[Saved data entries]
PR #167, opened 2020-05-02
Add dune and dune-project snippets

imbsky:


snippets/dune-project.json
```diff
@@ -0,0 +1,26 @@
...
+    "body": ["(name $1)"]
+  },
+  "using": {
+    "prefix": "using",
+    "body": ["(using $1 $2)"]
+  },
+  "info": {
+    "prefix": "info",
+    "body": [
+      "(license $1)\n(authors \"$2\")\n(maintainers \"$3\")\n(source (github $4))\n(bug_reports \"$5\")\n(homepage \"$6\")\n(documentation \"$7\")"
```
mnxn, line 17: I don't know how prevalent github is in the ocaml community, but users aren't necessarily going to be using it.
Maybe this should default to `uri` instead of `github`.

imbsky: Indeed! I made it possible to choose. What do you think?
image

mnxn: Looks good

PR #169, opened 2020-05-03
Dune Formatting

mnxn:
Adds formatting for dune/dune-project/dune-workspace with `dune format-dune-file`. Dune must be on the PATH for the formatting to work; otherwise, it silently fails and no formatting is preformed.

There is no formatting configuration as everything is handled by `format-dune-file`. 1-space indentation is always used. Line endings (CRLF or LF) seem to be preserved on format.

<details><summary>Example</summary>
<p>

```
(package
(name ocaml-lsp-server)
(synopsis "LSP Server for OCaml")
(description "An LSP server for OCaml.")
(depends
yojson
stdlib-shims
menhir
ocaml-syntax-shims
ppx_yojson_conv_lib
(ocamlformat :with-test)
(ocamlfind (>= 1.5.2))
(ocaml (>= 4.06))
(dune (>= 2.0))))
```
will be turned into:

```
(package
 (name ocaml-lsp-server)
 (synopsis "LSP Server for OCaml")
 (description "An LSP server for OCaml.")
 (depends
  yojson
  stdlib-shims
  menhir
  ocaml-syntax-shims
  ppx_yojson_conv_lib
  (ocamlformat :with-test)
  (ocamlfind
   (>= 1.5.2))
  (ocaml
   (>= 4.06))
  (dune
   (>= 2.0))))
```
</p>
</details>

Parts of the VSCode bindings had to be updated in order to support interfacing with `registerDocumentFormattingEditProvider`. The Node bindings were updated to support writing to stdin for a `ChildProcess`


rgrinberg:
> Indentation size and whether to use tabs/spaces is detected from vscode options

Would it be possible to set the default to be 1 space for dune files? This would make this feature much more useful.

mnxn:
> Would it be possible to set the default to be 1 space for dune files? This would make this feature much more useful.

Yep! https://code.visualstudio.com/api/references/contribution-points#contributes.configurationDefaults

I'll write up the defaults in a second

mnxn:
Took a lot longer than a second haha.

Turns out that setting a configuration default for a languageId with a dot in it doesn't seem to work. I renamed all occurrences of `ocaml.dune` to `dune` and it works now.

I also added a default for ocaml for 2 space indents.

mnxn:
I just found out that dune has a formatting command already: https://github.com/ocaml/dune/blob/master/bin/format_dune_file.ml

I'll rewrite this PR to use that. It seems much better to rely on that command than on the naive implementation I had before.

mnxn:
@rgrinberg @rusty-key @prometheansacrifice 

It would be great if you could look over this please.

src/DuneFormatter.ml
```diff
@@ -0,0 +1,24 @@
...
+  in
+  (* selects entire document range *)
+  let fullDocumentRange =
+    Range.make ~startLine:0 ~startCharacter:0 ~endLine:lastLine
+      ~endCharacter:lastCharacter
+  in
+  (* text of entire document *)
+  let documentText = TextDocument.getText document fullDocumentRange in
+
+  ChildProcess.exec "dune format-dune-file" ~stdin:documentText
```
rgrinberg, line 16: Don't we have the `Cmd` module for this?

mnxn: Ahh. Must have overlooked it sorry.

rgrinberg:
> Ahh. Must have overlooked it sorry.

No worries. If it doesn’t work for your use case, feel free to introduce more bindings or to improve the API of cmd.

mnxn:
> No worries. If it doesn’t work for your use case, feel free to introduce more bindings or to improve the API of cmd.

I'm rewriting it to use Cmd right now. I'll add an optional field to Cmd.output for stdin.

mnxn:
> This needs a CHANGES entry as we're adding new functionality

I already updated CHANGELOG.md, is there something else that is needed?

rgrinberg:
Oops. Looks like, I've scrolled too fast and this is good to go.

By the way, the dune formatting functionality is actually something that you can directly add to ocaml-lsp right away (if you're interested). It's unlikely that we'll have a separate LSP server for dune, so we might as well use the server that we already have.

mnxn:
I'll look into it. It would be useful to have the feature in other editors that use ocaml-lsp too.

AIM OF THE TASK:
Please write out the data again exactly as it stands.

COMPLETED EXERCISE:
PR #167, opened 2020-05-02
Add dune and dune-project snippets

imbsky:


snippets/dune-project.json
```diff
@@ -0,0 +1,26 @@
...
+    "body": ["(name $1)"]
+  },
+  "using": {
+    "prefix": "using",
+    "body": ["(using $1 $2)"]
+  },
+  "info": {
+    "prefix": "info",
+    "body": [
+      "(license $1)\n(authors \"$2\")\n(maintainers \"$3\")\n(source (github $4))\n(bug_reports \"$5\")\n(homepage \"$6\")\n(documentation \"$7\")"
```
mnxn, line 17: I don't know how prevalent github is in the ocaml community, but users aren't necessarily going to be using it.
Maybe this should default to `uri` instead of `github`.

imbsky: Indeed! I made it possible to choose. What do you think?
image

mnxn: Looks good

PR #169, opened 2020-05-03
Dune Formatting

mnxn:
Adds formatting for dune/dune-project/dune-workspace with `dune format-dune-file`. Dune must be on the PATH for the formatting to work; otherwise, it silently fails and no formatting is preformed.

There is no formatting configuration as everything is handled by `format-dune-file`. 1-space indentation is always used. Line endings (CRLF or LF) seem to be preserved on format.

<details><summary>Example</summary>
<p>

```
(package
(name ocaml-lsp-server)
(synopsis "LSP Server for OCaml")
(description "An LSP server for OCaml.")
(depends
yojson
stdlib-shims
menhir
ocaml-syntax-shims
ppx_yojson_conv_lib
(ocamlformat :with-test)
(ocamlfind (>= 1.5.2))
(ocaml (>= 4.06))
(dune (>= 2.0))))
```
will be turned into:

```
(package
 (name ocaml-lsp-server)
 (synopsis "LSP Server for OCaml")
 (description "An LSP server for OCaml.")
 (depends
  yojson
  stdlib-shims
  menhir
  ocaml-syntax-shims
  ppx_yojson_conv_lib
  (ocamlformat :with-test)
  (ocamlfind
   (>= 1.5.2))
  (ocaml
   (>= 4.06))
  (dune
   (>= 2.0))))
```
</p>
</details>

Parts of the VSCode bindings had to be updated in order to support interfacing with `registerDocumentFormattingEditProvider`. The Node bindings were updated to support writing to stdin for a `ChildProcess`


rgrinberg:
> Indentation size and whether to use tabs/spaces is detected from vscode options

Would it be possible to set the default to be 1 space for dune files? This would make this feature much more useful.

mnxn:
> Would it be possible to set the default to be 1 space for dune files? This would make this feature much more useful.

Yep! https://code.visualstudio.com/api/references/contribution-points#contributes.configurationDefaults

I'll write up the defaults in a second

mnxn:
Took a lot longer than a second haha.

Turns out that setting a configuration default for a languageId with a dot in it doesn't seem to work. I renamed all occurrences of `ocaml.dune` to `dune` and it works now.

I also added a default for ocaml for 2 space indents.

mnxn:
I just found out that dune has a formatting command already: https://github.com/ocaml/dune/blob/master/bin/format_dune_file.ml

I'll rewrite this PR to use that. It seems much better to rely on that command than on the naive implementation I had before.

mnxn:
@rgrinberg @rusty-key @prometheansacrifice 

It would be great if you could look over this please.

src/DuneFormatter.ml
```diff
@@ -0,0 +1,24 @@
...
+  in
+  (* selects entire document range *)
+  let fullDocumentRange =
+    Range.make ~startLine:0 ~startCharacter:0 ~endLine:lastLine
+      ~endCharacter:lastCharacter
+  in
+  (* text of entire document *)
+  let documentText = TextDocument.getText document fullDocumentRange in
+
+  ChildProcess.exec "dune format-dune-file" ~stdin:documentText
```
rgrinberg, line 16: Don't we have the `Cmd` module for this?

mnxn: Ahh. Must have overlooked it sorry.

rgrinberg:
> Ahh. Must have overlooked it sorry.

No worries. If it doesn’t work for your use case, feel free to introduce more bindings or to improve the API of cmd.

mnxn:
> No worries. If it doesn’t work for your use case, feel free to introduce more bindings or to improve the API of cmd.

I'm rewriting it to use Cmd right now. I'll add an optional field to Cmd.output for stdin.

mnxn:
> This needs a CHANGES entry as we're adding new functionality

I already updated CHANGELOG.md, is there something else that is needed?

rgrinberg:
Oops. Looks like, I've scrolled too fast and this is good to go.

By the way, the dune formatting functionality is actually something that you can directly add to ocaml-lsp right away (if you're interested). It's unlikely that we'll have a separate LSP server for dune, so we might as well use the server that we already have.

mnxn:
I'll look into it. It would be useful to have the feature in other editors that use ocaml-lsp too.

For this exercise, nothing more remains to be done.